Assignment – Using the listing that follows, filter out every line lacking the string "kislaykishore" and return the rest.

○ ○ ○ ○ ○

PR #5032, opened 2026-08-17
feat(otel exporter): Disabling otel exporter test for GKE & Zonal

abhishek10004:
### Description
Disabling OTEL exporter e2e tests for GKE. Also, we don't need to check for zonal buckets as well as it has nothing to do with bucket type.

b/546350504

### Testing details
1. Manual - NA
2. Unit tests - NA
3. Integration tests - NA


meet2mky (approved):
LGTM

○ ○ ○ ○ ○

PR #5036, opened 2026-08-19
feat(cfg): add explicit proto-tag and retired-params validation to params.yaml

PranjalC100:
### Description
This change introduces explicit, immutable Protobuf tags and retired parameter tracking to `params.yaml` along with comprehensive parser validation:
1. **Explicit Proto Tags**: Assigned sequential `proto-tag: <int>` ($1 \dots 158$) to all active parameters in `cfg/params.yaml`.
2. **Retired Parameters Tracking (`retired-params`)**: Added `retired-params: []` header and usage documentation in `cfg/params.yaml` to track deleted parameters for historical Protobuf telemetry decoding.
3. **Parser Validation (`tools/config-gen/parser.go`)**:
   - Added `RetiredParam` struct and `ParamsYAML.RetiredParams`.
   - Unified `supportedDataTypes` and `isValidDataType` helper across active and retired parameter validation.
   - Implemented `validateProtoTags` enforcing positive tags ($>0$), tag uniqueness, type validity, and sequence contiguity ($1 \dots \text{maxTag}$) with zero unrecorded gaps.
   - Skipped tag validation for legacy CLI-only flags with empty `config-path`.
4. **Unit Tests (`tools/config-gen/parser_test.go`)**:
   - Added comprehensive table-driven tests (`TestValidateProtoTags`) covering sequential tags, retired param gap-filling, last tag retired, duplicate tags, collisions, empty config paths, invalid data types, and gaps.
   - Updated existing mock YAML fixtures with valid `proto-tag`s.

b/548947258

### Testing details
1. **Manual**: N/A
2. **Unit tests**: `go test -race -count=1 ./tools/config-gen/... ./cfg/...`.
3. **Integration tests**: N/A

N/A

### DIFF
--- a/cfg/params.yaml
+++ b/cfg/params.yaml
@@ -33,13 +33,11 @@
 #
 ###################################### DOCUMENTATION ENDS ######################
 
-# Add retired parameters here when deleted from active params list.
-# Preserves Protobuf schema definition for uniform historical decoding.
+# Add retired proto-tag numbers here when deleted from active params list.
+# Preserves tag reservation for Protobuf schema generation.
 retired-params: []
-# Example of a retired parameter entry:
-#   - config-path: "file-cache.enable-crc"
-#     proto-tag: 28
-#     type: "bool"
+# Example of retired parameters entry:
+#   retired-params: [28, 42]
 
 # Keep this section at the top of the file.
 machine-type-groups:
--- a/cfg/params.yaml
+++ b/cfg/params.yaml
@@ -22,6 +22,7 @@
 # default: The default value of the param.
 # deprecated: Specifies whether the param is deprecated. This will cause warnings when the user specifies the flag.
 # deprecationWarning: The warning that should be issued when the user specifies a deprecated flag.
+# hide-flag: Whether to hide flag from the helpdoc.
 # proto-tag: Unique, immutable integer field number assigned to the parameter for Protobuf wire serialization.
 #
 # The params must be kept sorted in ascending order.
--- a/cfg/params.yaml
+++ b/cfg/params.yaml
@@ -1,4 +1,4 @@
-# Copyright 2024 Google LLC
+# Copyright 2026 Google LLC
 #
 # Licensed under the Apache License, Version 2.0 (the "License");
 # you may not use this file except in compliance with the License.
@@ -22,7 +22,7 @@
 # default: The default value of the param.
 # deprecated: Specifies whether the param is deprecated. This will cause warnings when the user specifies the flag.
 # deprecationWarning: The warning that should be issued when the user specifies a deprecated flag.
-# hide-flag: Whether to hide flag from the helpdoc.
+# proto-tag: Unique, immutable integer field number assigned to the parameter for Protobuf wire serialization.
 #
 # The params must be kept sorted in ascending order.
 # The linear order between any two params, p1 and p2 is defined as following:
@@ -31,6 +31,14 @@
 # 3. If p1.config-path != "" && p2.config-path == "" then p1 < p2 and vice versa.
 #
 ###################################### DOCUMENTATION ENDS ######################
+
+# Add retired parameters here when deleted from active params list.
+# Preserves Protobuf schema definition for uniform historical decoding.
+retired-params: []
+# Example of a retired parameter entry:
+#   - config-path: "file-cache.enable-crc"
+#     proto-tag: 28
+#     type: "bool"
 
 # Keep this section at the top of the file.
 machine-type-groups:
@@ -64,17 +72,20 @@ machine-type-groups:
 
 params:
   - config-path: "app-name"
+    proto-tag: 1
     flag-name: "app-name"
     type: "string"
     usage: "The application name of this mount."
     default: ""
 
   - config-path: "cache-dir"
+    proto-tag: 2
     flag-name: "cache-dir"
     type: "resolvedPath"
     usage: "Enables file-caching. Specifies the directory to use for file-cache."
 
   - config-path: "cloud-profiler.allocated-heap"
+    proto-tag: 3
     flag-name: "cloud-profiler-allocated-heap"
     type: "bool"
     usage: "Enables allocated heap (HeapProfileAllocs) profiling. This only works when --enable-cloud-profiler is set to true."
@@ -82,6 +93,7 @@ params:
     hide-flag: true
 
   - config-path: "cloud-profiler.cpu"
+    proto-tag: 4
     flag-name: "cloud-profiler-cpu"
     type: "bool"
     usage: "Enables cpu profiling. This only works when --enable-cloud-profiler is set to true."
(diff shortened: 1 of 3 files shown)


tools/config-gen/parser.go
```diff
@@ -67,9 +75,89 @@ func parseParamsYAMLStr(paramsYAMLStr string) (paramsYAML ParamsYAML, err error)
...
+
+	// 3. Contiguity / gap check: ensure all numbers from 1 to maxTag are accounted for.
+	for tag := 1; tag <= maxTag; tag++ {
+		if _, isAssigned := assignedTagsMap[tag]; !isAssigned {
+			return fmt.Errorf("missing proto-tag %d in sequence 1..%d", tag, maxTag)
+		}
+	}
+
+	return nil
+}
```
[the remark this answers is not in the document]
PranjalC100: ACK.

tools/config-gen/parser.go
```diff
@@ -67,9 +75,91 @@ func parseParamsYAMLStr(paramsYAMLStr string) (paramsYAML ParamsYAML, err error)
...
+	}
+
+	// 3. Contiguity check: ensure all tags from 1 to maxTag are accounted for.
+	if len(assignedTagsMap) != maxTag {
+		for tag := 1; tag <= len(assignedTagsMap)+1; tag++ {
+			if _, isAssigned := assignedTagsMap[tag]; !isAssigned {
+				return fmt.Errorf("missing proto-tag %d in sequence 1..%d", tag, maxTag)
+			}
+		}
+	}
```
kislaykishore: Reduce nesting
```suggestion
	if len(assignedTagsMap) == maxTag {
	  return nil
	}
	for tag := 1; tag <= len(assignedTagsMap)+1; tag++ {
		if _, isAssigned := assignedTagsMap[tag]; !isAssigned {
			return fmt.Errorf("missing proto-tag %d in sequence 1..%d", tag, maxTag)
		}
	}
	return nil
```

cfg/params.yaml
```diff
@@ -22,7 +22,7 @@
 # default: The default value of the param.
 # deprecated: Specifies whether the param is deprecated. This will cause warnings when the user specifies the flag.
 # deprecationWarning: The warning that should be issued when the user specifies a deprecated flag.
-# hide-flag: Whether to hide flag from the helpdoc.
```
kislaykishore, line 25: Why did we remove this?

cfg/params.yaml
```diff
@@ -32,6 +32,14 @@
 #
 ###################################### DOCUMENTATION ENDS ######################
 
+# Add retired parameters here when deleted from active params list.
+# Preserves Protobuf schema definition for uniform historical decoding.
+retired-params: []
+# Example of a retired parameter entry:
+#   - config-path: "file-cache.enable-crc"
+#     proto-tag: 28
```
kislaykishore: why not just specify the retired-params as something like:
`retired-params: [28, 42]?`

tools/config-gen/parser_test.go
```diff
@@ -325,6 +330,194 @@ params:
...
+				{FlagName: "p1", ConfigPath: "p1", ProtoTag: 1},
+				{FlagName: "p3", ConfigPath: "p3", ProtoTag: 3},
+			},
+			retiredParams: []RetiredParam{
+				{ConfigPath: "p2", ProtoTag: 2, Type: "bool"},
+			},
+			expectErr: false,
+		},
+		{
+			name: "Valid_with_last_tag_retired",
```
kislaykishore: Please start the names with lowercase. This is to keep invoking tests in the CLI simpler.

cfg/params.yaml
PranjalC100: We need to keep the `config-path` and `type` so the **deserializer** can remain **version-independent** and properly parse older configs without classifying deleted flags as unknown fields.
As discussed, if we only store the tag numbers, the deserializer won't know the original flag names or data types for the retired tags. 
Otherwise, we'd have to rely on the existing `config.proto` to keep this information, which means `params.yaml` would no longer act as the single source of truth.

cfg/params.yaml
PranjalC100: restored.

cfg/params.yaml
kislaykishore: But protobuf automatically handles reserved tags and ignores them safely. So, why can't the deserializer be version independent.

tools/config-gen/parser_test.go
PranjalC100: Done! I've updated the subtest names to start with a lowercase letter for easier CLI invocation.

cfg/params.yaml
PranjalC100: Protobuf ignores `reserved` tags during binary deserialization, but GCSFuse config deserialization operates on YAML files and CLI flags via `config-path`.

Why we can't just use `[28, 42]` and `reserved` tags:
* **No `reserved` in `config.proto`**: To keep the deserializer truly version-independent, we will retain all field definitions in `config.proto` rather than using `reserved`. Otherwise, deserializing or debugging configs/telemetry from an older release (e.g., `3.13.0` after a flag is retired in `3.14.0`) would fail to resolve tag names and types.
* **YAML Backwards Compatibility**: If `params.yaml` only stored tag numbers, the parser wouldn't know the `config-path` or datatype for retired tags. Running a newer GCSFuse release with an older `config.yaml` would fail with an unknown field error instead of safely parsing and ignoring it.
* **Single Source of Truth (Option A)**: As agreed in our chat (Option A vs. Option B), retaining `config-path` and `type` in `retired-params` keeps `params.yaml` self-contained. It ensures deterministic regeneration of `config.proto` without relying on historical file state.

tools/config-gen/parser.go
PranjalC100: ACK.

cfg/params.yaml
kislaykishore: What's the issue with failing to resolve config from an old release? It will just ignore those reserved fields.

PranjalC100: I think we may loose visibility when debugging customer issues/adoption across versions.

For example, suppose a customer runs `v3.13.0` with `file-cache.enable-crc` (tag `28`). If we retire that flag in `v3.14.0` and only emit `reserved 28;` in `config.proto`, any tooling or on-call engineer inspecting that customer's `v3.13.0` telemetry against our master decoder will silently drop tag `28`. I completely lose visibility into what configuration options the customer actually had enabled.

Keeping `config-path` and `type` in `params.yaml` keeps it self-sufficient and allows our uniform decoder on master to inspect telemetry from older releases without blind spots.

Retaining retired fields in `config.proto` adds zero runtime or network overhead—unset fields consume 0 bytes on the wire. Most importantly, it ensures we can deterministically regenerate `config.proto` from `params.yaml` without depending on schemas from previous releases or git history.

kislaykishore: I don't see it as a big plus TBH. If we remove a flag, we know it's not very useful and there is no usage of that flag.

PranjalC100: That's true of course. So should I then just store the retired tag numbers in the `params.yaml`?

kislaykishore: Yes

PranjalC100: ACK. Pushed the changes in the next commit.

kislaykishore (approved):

○ ○ ○ ○ ○

Response to this task –
kislaykishore: Reduce nesting
kislaykishore, line 25: Why did we remove this?
kislaykishore: why not just specify the retired-params as something like:
kislaykishore: Please start the names with lowercase. This is to keep invoking tests in the CLI simpler.
kislaykishore: But protobuf automatically handles reserved tags and ignores them safely. So, why can't the deserializer be version independent.
kislaykishore: What's the issue with failing to resolve config from an old release? It will just ignore those reserved fields.
kislaykishore: I don't see it as a big plus TBH. If we remove a flag, we know it's not very useful and there is no usage of that flag.
kislaykishore: Yes
kislaykishore (approved):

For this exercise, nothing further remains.